» Exercise inputs
******************************

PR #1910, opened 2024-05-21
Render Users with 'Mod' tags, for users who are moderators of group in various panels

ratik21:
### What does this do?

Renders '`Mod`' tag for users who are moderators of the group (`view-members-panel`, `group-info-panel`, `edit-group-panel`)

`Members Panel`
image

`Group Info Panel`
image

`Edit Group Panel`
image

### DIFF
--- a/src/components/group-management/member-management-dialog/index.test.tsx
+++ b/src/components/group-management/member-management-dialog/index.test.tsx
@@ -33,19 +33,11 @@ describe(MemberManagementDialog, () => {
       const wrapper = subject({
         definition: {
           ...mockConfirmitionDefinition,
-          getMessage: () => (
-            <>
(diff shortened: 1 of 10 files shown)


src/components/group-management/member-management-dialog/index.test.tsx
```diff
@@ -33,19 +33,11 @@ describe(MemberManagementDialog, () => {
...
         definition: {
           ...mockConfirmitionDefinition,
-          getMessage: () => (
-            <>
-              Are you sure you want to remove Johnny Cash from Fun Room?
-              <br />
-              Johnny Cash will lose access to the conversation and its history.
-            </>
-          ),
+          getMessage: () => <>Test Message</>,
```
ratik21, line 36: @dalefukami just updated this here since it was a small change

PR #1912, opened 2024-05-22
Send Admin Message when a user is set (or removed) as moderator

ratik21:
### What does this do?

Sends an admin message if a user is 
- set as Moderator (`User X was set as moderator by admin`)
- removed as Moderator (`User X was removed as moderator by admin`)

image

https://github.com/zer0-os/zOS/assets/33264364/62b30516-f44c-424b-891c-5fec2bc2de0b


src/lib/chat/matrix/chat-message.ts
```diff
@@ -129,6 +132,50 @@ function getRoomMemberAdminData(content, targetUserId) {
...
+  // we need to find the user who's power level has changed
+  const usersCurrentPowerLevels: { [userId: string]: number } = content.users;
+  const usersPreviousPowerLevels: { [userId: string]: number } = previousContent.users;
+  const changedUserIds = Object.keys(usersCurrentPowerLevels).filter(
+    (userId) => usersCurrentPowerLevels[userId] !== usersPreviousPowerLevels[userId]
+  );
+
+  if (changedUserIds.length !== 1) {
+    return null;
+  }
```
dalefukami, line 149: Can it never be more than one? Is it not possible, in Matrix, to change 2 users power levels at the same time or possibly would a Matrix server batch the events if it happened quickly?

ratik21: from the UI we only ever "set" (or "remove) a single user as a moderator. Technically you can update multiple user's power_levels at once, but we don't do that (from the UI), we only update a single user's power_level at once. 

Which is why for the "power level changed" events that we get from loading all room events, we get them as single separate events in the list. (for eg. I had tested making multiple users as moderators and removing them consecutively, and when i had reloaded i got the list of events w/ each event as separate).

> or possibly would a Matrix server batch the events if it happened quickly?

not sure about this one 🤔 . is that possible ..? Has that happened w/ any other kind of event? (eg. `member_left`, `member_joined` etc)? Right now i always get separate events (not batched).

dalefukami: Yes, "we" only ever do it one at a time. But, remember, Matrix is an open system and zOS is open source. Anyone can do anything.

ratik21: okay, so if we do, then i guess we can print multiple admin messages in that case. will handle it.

******************************

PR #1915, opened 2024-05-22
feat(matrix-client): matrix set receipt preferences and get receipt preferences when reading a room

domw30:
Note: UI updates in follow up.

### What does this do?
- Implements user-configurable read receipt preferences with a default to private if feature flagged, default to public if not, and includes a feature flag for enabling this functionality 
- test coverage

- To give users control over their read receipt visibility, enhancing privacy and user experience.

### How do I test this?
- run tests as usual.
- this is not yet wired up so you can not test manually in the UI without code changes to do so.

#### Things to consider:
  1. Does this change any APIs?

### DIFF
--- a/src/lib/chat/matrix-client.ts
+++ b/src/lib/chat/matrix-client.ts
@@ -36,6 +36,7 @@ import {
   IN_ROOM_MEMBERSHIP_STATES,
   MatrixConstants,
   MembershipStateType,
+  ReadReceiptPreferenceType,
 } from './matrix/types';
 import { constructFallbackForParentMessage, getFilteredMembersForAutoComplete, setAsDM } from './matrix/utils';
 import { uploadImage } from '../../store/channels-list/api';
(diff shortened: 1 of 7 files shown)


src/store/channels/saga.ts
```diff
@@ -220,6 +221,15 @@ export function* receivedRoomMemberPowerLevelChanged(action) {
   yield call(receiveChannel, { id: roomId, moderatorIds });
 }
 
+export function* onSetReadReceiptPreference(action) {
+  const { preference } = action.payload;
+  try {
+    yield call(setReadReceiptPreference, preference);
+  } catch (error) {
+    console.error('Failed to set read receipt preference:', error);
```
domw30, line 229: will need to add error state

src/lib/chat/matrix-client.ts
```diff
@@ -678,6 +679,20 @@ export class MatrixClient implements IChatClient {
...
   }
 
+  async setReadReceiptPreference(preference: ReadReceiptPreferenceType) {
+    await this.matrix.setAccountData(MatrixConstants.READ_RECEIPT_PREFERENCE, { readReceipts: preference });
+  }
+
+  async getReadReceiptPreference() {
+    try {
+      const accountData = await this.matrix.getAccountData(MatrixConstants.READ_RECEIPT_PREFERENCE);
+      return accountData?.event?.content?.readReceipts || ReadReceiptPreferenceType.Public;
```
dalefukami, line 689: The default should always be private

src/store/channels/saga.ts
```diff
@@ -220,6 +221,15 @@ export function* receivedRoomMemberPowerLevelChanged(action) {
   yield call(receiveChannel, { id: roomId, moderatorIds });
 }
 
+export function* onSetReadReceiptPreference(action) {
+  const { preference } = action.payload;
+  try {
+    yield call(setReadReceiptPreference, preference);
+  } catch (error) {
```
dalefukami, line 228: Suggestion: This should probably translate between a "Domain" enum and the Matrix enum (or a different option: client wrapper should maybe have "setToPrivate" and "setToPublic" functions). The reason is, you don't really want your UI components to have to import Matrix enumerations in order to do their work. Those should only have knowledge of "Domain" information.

******************************

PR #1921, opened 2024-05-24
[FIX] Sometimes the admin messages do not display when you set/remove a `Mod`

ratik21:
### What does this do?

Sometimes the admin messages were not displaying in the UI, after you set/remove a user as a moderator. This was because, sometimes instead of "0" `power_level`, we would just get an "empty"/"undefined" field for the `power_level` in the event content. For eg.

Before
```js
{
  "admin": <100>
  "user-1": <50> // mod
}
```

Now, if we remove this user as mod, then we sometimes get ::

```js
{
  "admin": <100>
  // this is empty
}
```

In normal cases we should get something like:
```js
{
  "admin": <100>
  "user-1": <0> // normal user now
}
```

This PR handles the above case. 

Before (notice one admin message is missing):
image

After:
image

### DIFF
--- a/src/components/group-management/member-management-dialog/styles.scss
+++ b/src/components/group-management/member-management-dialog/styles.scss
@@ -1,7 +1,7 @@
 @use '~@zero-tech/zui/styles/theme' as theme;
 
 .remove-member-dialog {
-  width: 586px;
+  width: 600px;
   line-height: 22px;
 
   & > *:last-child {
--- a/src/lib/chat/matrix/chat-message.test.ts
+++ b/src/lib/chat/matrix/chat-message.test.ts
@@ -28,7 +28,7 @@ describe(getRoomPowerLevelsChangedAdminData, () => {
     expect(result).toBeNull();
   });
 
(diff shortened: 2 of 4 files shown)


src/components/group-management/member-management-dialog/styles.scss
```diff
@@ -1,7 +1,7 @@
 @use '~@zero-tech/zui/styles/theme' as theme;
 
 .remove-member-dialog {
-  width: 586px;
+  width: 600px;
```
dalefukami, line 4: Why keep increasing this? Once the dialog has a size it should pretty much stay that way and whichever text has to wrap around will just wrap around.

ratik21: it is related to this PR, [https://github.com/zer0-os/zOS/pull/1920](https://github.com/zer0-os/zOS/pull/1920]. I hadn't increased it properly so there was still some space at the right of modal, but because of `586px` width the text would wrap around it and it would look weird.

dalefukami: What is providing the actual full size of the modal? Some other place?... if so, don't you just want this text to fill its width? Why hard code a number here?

******************************

» Assigned task
Check each line of the records for the string "would" and copy those that have it.

» Response to the exercise
dalefukami, line 149: Can it never be more than one? Is it not possible, in Matrix, to change 2 users power levels at the same time or possibly would a Matrix server batch the events if it happened quickly?
> or possibly would a Matrix server batch the events if it happened quickly?
Sometimes the admin messages were not displaying in the UI, after you set/remove a user as a moderator. This was because, sometimes instead of "0" `power_level`, we would just get an "empty"/"undefined" field for the `power_level` in the event content. For eg.
ratik21: it is related to this PR, [https://github.com/zer0-os/zOS/pull/1920](https://github.com/zer0-os/zOS/pull/1920]. I hadn't increased it properly so there was still some space at the right of modal, but because of `586px` width the text would wrap around it and it would look weird.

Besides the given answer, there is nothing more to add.